We propose a new multi-domain fake-news detection framework, which is a mixture of expert networks based on pre-trained and collaboration modules for fake-news detection. Specifically, the text is encoded by a fine-tunable BERT [22] and a CLIP text encoder [23]. BertTokenizer [22] is used to encode the text of the dataset, and the text encoder of CLIP is jointly called for encoding. As the framework of the text encoder is based on the BERT model, it has high semantic space consistency. The fusion feature

E_{f u s i o n}

is generated by connecting the features generated by the CLIP branch with the Representation Branch, which avoids the further introduction of noise and redundant features during the feature fusion process. The key component of our framework is the Collaborative Branch, in which the sentiment module is used to analyze the inherent sentimental information of the data. Previous studies have shown that fake news is often accompanied by strong sentiments, which are significantly different from real information [16]. Therefore, it is important to fully exploit the inherent emotional information of fake-news language patterns [24]. We use the attention module to obtain a sentence-level embedding and introduce the inherent domain embedding to form the collaboration module, which can adaptively determine the weights of the expert models to enhance or suppress their contribution in the final mixture-of-experts model. This module is theoretically compatible with most mixture-of-experts models and multimodal guided learning methods. Finally, a mixture-of-experts model based on TextCNN [25] is used for learning, and a classifier is connected to distinguish fake news from real news. We conducted a range of experiments on the Weibo21 dataset, the results of which indicate that the performance of the proposed multi-domain methods is comparable to that of several multi-domain learning baselines [14,21,26,27,28] on the Weibo21 dataset and several traditional classification fake-news detection methods [8,22,25]. In particular, our model framework obtained significantly improved detection accuracy.

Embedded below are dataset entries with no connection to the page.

PR #126, opened 2015-12-10
Fix for getting android getting device property for multiple instances

pearlselvan:
Fix for https://github.com/appium/appium/issues/5396

### DIFF
--- a/lib/adb.js
+++ b/lib/adb.js
@@ -193,6 +193,15 @@ ADB.prototype.shell = function (cmd, cb) {
   this.exec(execCmd, cb);
 };
 
+// This is fix for https://github.com/appium/appium/issues/5396 getting the devices propery when runnning with mulitiple appium instance
+ADB.prototype.shellForgettingDeviceProperty = function (cmd, cb) {
+  if (cmd.indexOf('"') === -1) {
+    cmd = '"' + cmd + '"';
+  }
+  var execCmd = '-s '+this.udid+' shell ' + cmd;
+  this.exec(execCmd, cb);
+};
+
 ADB.prototype.spawn = function (args) {
   logger.debug("spawning: " + [this.adb.path].concat(this.adb.defaultArgs, args).join(" "));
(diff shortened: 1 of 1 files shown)


lib/adb.js
```diff
@@ -193,6 +193,15 @@ ADB.prototype.shell = function (cmd, cb) {
   this.exec(execCmd, cb);
 };
 
+// This is fix for https://github.com/appium/appium/issues/5396 getting the devices propery when runnning with mulitiple appium instance
+ADB.prototype.shellForgettingDeviceProperty = function (cmd, cb) {
```
imurchie: `shellForgettingDeviceProperty` ought to be `shellForGettingDeviceProperty` (i.e., "for getting" is different than "forgetting").

lib/adb.js
```diff
@@ -193,6 +193,15 @@ ADB.prototype.shell = function (cmd, cb) {
...
+  if (cmd.indexOf('"') === -1) {
+    cmd = '"' + cmd + '"';
+  }
+  var execCmd = '-s '+this.udid+' shell ' + cmd;
```
imurchie: Add spaces around the `+` signs.

imurchie:
Thanks for this! A few style issues, otherwise it looks good.

jlipps:
thanks @pearlselvan however i think we need to implement it in the 2.0 branch if we want it to be a part of appium moving forward.

pearlselvan:
@jlipps , Thanks for your comments , could your please share is there any things should i take care to implement it in the 2.0 branch because this required to push for running appium in multiple real devices .

@imurchie : Thanks for your comment , currently i am working fixing your comment and will push in case if i get any further comment from @jlipps  regarding my above questions

jlipps:
@pearlselvan can you try this with appium 1.5? i believe appium 1.5 already has fixed this issue because it always includes the `-s <id>` when running adb shell. if so then your fix won't be required there.

imurchie:
All ADB calls have this built in now.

The key contributions of this paper mainly comprise three aspects:

We propose a novel multi-domain fake-news detection framework; in particular, a mixture-of-experts model-based network based on a pre-trained representation embedding module and a collaborative module for fake-news detection.
We propose a collaborative module that can adaptively determine the weights of the expert models to enhance or suppress their contributions to the mixture-of-experts model. This module is theoretically compatible with most mixture-of-experts models and multimodal learning methods.
We conduct extensive experiments on the Weibo21 dataset, and the results indicate that our model framework can achieve significant improvements over the considered baseline methods.

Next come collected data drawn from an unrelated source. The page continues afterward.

PR #132, opened 2016-01-26
Use multiple possible activities

imurchie:
Instead of trying to guess if the activity needs to be made relative, use a list of possible activity names to check if it has started.

Also improve logging so we have more visibility into what is going on.

See https://github.com/appium/appium/issues/5936


moizjv:
:ship:

PR #579, opened 2021-03-24
Disable uploads using noop backend.

alekar:
Allows security sensitive workloads to disable log uploads.


rgulewich (approved):

sargun:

The remainder of this paper is structured as follows. We present the related work in Section 2, including background information and literature reviews on Fake-News Detection, Mixture of Expert Models, and CLIP [23]. Section 3 provides a detailed description of our proposed method, including the Content Embedding and Collaborative Branch, and the mixture-of-experts model. The Content Embedding includes the CLIP branch, for which we introduce the use of CLIP and training models in our framework in detail. Meanwhile, the Representation Branch uses BertTokenizer [22] to obtain the text embedding. The Collaborative Branch includes the Sentiment and collaboration modules. The final mixture-of-experts model details include the definitions of the expert model, the classifier, and the final loss function. Section 4, we first introduce the dataset and baseline methods, and then present the experimental details. We conduct a detailed performance comparison between some traditional classification baseline [8,22,25] and multi-domain baseline [14,21,26,27,28] models. The performance analysis and assessment of the performance of the expert models are detailed in Section 4.3. We describe the result of ablation experiments in Section 4.4, to verify the effectiveness of each module. Section 5 provides a discussion of the limitations of this study and potential areas for future research. Finally, in Section 6, we summarize our research conclusions.

2. Related Work

2.1. Fake-News Detection

Fake-news detection has always been an important and popular research topic in the domain of artificial intelligence. To solve this problem, early machine learning methods mainly relied on manual feature extraction [4,6,29,30]. However, the selection and design of features is challenging; it is difficult to obtain high-dimensional, complex, and abstract feature data; and the obtained feature vectors often lack robustness [31]. In contrast, deep learning-based fake-news detection methods [2,32,33,34,35,36] have shown great potential in this domain. Ma et al. [32] proposed the use of recurrent neural networks and their various variants for the detection of fake news. Yu et al. [34] suggested using CNN networks to extract the semantic features of text for fake-news detection. Subsequent studies have added Gated Recurrent Unit (GRU) [37] and Long Short-Term Memory (LSTM) [2] into models to improve the detection effect. User behavior characteristics have also been employed in fake-news detection methods [29,38,39,40,41,42,43,44]. For example, Morris et al. [42] proposed a fake-news detection method based on user behavior characteristics. They discovered that, if the number of followers is significantly higher than the number of fans, the user’s reputation suffers. Suzuki et al. [40] fused user forwarding behavior features to judge the credibility of tweets. Mohammad et al. [41] proposed features related to the client and release site, and integrated more than a dozen types of features for fake-news detection. Parisa Bazmi et al. [45] proposed a Multi-View Co-Attention Network (MVCAN) that jointly models the potential topic-specific credibility of users and news sources for fake-news detection. The key idea is to represent news articles, users, and news sources by encoding the subject views of news articles, users’ SC biases (determining users’ perceptions of sharing news), and partisan biases of news sources as vectors. Hu et al. [46] formulated the fake-news detection task as a causal graph reflecting causal factors and accordingly proposed a novel framework–Causal Inference Using Image-Text Matching Bias in Multimodal Fake-News Detection. Shufeng Xiong et al. [47] proposed a two-round inconsistency-based multimodal fusion network (TRIMOON) for fake-news detection, which consists of three main parts: multimodal feature extraction module, feature fusion module, and classification module.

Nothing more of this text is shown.